[RECORDS FOR THIS TASK — start]

PR #945, opened 2020-03-20
Update scan url route scheme

### LINKED ISSUE #821: Update scan URL route scheme
- `/validators`
- `/sources`
- `/scripts`
- `/blocks`
- `/txs`
- `/DXXXX`, `/OXXXX`, `/BXXXX`, `/RXXXX`
- `/bandxxxxxxx`
- `/bandvaloperxxxxx`
- `/tx/DEADBEEFDEADBEEFDEADBEEFDEADBEEFDEADBEEFDEADBEEFDEADBEEFDEADBEEF`

prin-r:
Fix #821

### DIFF
--- a/scan/src/bindings/Bech32.re
+++ b/scan/src/bindings/Bech32.re
@@ -4,6 +4,26 @@ type decoded_t = {
   words: array(int),
 };
 
+let safeDecode: string => (decoded_t, bool) = [%bs.raw
+  {|
+function(str) {
+  const bech32 = require("bech32");
+  try {
+    const result = bech32.decode(str);
+    return [result,true];
+  } catch(_) {
+    return [{prefix:"",words:[]}, false];
+  }
+}
+  |}
+];
+
+let decodeOpt = str =>
+  switch (str->safeDecode) {
+  | (result, true) => Some(result)
+  | _ => None
+  };
+
 [@bs.module "bech32"] [@bs.val] external fromWords: array(int) => array(int) = "fromWords";
 [@bs.module "bech32"] [@bs.val] external toWords: array(int) => array(int) = "toWords";
 
--- a/scan/src/bindings/Bech32.re
+++ b/scan/src/bindings/Bech32.re
@@ -4,28 +4,14 @@ type decoded_t = {
   words: array(int),
 };
 
-let safeDecode: string => (decoded_t, bool) = [%bs.raw
-  {|
-function(str) {
-  const bech32 = require("bech32");
-  try {
-    const result = bech32.decode(str);
-    return [result,true];
-  } catch(_) {
-    return [{prefix:"",words:[]}, false];
-  }
-}
-  |}
-];
-
-let decodeOpt = str =>
-  switch (str->safeDecode) {
-  | (result, true) => Some(result)
-  | _ => None
-  };
-
 [@bs.module "bech32"] [@bs.val] external fromWords: array(int) => array(int) = "fromWords";
 [@bs.module "bech32"] [@bs.val] external toWords: array(int) => array(int) = "toWords";
 
 [@bs.module "bech32"] [@bs.val] external decode: string => decoded_t = "decode";
 [@bs.module "bech32"] [@bs.val] external encode: (string, array(int)) => string = "encode";
+
+let decodeOpt = str =>
+  switch (str->decode) {
+  | result => Some(result)
+  | exception _ => None
+  };
--- a/scan/src/utils/Address.re
+++ b/scan/src/utils/Address.re
@@ -5,6 +5,13 @@ let fromBech32 = bech32str => {
   Address(bech32str->Bech32.decode->Bech32.wordsGet->Bech32.fromWords->JsBuffer.arrayToHex);
 };
 
+let fromBech32Opt = bech32str =>
+  switch (bech32str->Bech32.decodeOpt) {
+  | Some(decoded) =>
+    Some(Address(decoded->Bech32.wordsGet->Bech32.fromWords->JsBuffer.arrayToHex))
+  | _ => None
+  };
+
 let fromHex = hexstr => Address(hexstr->HexUtils.normalizeHexString);
 
 let toHex = (~with0x=false) =>
--- a/scan/src/utils/Address.re
+++ b/scan/src/utils/Address.re
@@ -6,10 +6,9 @@ let fromBech32 = bech32str => {
 };
 
 let fromBech32Opt = bech32str =>
-  switch (bech32str->Bech32.decodeOpt) {
-  | Some(decoded) =>
-    Some(Address(decoded->Bech32.wordsGet->Bech32.fromWords->JsBuffer.arrayToHex))
-  | _ => None
+  switch (bech32str |> fromBech32) {
+  | result => Some(result)
+  | exception _ => None
   };
 
 let fromHex = hexstr => Address(hexstr->HexUtils.normalizeHexString);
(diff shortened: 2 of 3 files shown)


sorawit (changes requested):
Let's use regex pattern match & extraction here. Make definition of each route clearer.

scan/src/utils/Route.re
```diff
@@ -39,87 +39,89 @@ type t =
...
+    | (["O", ...rest], _) => OracleScriptIndexPage(rest |> chars_to_int, OracleScriptExecute)
+    | (["D", ...rest], "code") => DataSourceIndexPage(rest |> chars_to_int, DataSourceCode)
+    | (["D", ...rest], "requests") =>
+      DataSourceIndexPage(rest |> chars_to_int, DataSourceRequests)
+    | (["D", ...rest], "revisions") =>
+      DataSourceIndexPage(rest |> chars_to_int, DataSourceRevisions)
+    | (["D", ...rest], _) => DataSourceIndexPage(rest |> chars_to_int, DataSourceExecute)
+    | (["R", ...rest], "proof") => RequestIndexPage(rest |> chars_to_int, RequestProof)
+    | (["R", ...rest], _) => RequestIndexPage(rest |> chars_to_int, RequestReportStatus)
+    | (["b", "a", "n", "d", "v", "a", "l", "o", "p", "e", "r", ..._], _) =>
```
taobun: Seem weird use startwith like search will be better?  @sorawit

sorawit: My recommendation is that we should explore using regex matching / group extraction. @prin-r already started looking into this yesterday.

scan/src/bindings/Bech32.re
```diff
@@ -4,6 +4,26 @@ type decoded_t = {
   words: array(int),
 };
 
+let safeDecode: string => (decoded_t, bool) = [%bs.raw
```
sorawit: Good try. But I don't think you need to go bs_raw here. You can catch exception in ReasonML. https://reasonml.github.io/docs/en/exception.

scan/src/utils/Route.re
```diff
@@ -39,87 +39,165 @@ type t =
   | ValidatorHomePage
   | ValidatorIndexPage(Address.t, validator_tab_t);
 
+let regexes = [
+  ("^$" |> Js.Re.fromString, _ => HomePage),
```
sorawit: Can we do `|> Js.Re.fromString` only once in `keepMap`?

scan/src/utils/Route.re
```diff
@@ -39,87 +39,165 @@ type t =
...
-    ValidatorIndexPage(address |> Address.fromBech32, Reports)
-  | (["validator", address], _) =>
-    ValidatorIndexPage(address |> Address.fromBech32, ProposedBlocks)
-  | ([], _) => HomePage
-  | (_, _) => NotFound
+  switch (
+    regexes
+    ->Belt_List.keepMap(((regex, keysToRoute)) =>
+        url.path
+        ->Belt_List.get(0)
```
sorawit: Can also do `Belt_List.head`

scan/src/utils/Route.re
```diff
@@ -39,87 +39,165 @@ type t =
...
+        ->Belt_Option.getWithDefault("")
+        ->Js.Re.exec_(regex, _)
```
sorawit: Here you can do `|> Js.Re.fromString`

scan/src/utils/Route.re
```diff
@@ -39,87 +39,165 @@ type t =
...
+      )
+    ->Belt.List.head
+  ) {
+  | Some((result, keysToRoute)) =>
+    keysToRoute(
+      result
+      ->Js.Re.captures
+      ->Belt_Array.keepMap(Js.toOption)
+      ->Belt_List.fromArray
+      ->Belt_List.concat(url.path->Belt_List.drop(1)->Belt_Option.getWithDefault([]))
```
sorawit: This is too much of a confusion. You are concating what you get from regex extractions with other parts of path. Don't do that.

scan/src/utils/Route.re
```diff
@@ -39,87 +39,165 @@ type t =
...
+      switch (keys->Belt_List.get(1)->Belt_Option.getWithDefault("")->int_of_string_opt) {
+      | Some(height) => BlockIndexPage(height)
+      | None => NotFound
+      };
+    },
+  ),
+  (
+    "D([0-9]+)$" |> Js.Re.fromString,
+    keys => {
+      switch (
```
sorawit: IMO. Makes more sense to make this return
```
DataSourceIndexPage(
    keys->Belt_List.getExn(1)->int_of_string, 
    dataSourceTab(keys->Belt_List.getExn(2)),
)
```
and define `dataSourceTab` function separately.

sorawit (changes requested):

sorawit:
Please try to make each function / data type have good standalone meaning.

scan/src/utils/Route.re
prin-r: What should we do if keys->Belt_List.getExn(2) not in ["","code","requests","revisions"]

prin-r: I currently solve this by using
    keys =>
      dataSourceTab(keys->Belt_List.getExn(2))
      ->Belt_Option.mapWithDefault(NotFound, tab =>
          DataSourceIndexPage(keys->Belt_List.getExn(1)->int_of_string, tab)
        ),

scan/src/utils/Route.re
prin-r: This is happen because "tx/abcd...".
Other paths don't have "/". So url.path only contain 1 element such as "D12", "bandvfsettg...".
But for tx, its path will contain 2 elements (["tx", "abcd..."]).

evilpeach (dismissed):

evilpeach:
@prin-r Please fix the conflict

scan/src/utils/Address.re
```diff
@@ -5,6 +5,13 @@ let fromBech32 = bech32str => {
   Address(bech32str->Bech32.decode->Bech32.wordsGet->Bech32.fromWords->JsBuffer.arrayToHex);
 };
 
+let fromBech32Opt = bech32str =>
+  switch (bech32str->Bech32.decodeOpt) {
```
sorawit: Should we just do
```
switch (bech32str |> fromBech32) {
| result => Some(result)
| exception _ => None
}
```
then get rid of decodeOpt?

scan/src/utils/Route.re
sorawit: No. let's split into separate variables

sorawit (changes requested):

scan/src/utils/Route.re
```diff
@@ -39,87 +79,148 @@ type t =
   | ValidatorHomePage
   | ValidatorIndexPage(Address.t, validator_tab_t);
 
+type url_parts_t = {
+  first: list(string),
```
sorawit, line 83: Why is this called `first`? Shouldn't it be called `captures`?

scan/src/bindings/Bech32.re
```diff
@@ -9,3 +9,9 @@ type decoded_t = {
 
 [@bs.module "bech32"] [@bs.val] external decode: string => decoded_t = "decode";
 [@bs.module "bech32"] [@bs.val] external encode: (string, array(int)) => string = "encode";
+
+let decodeOpt = str =>
```
sorawit, line 13: This is not used, but you can keep it if you want.

sorawit (changes requested):

sorawit:
Far outdated by now.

[RECORDS FOR THIS TASK — finish]

## WHAT THE TASK REQUIRES
Where in the records does the word "keepMap" appear? Copy each line that holds it.

## RESPONSE AREA
sorawit: Can we do `|> Js.Re.fromString` only once in `keepMap`?
+    ->Belt_List.keepMap(((regex, keysToRoute)) =>
+      ->Belt_Array.keepMap(Js.toOption)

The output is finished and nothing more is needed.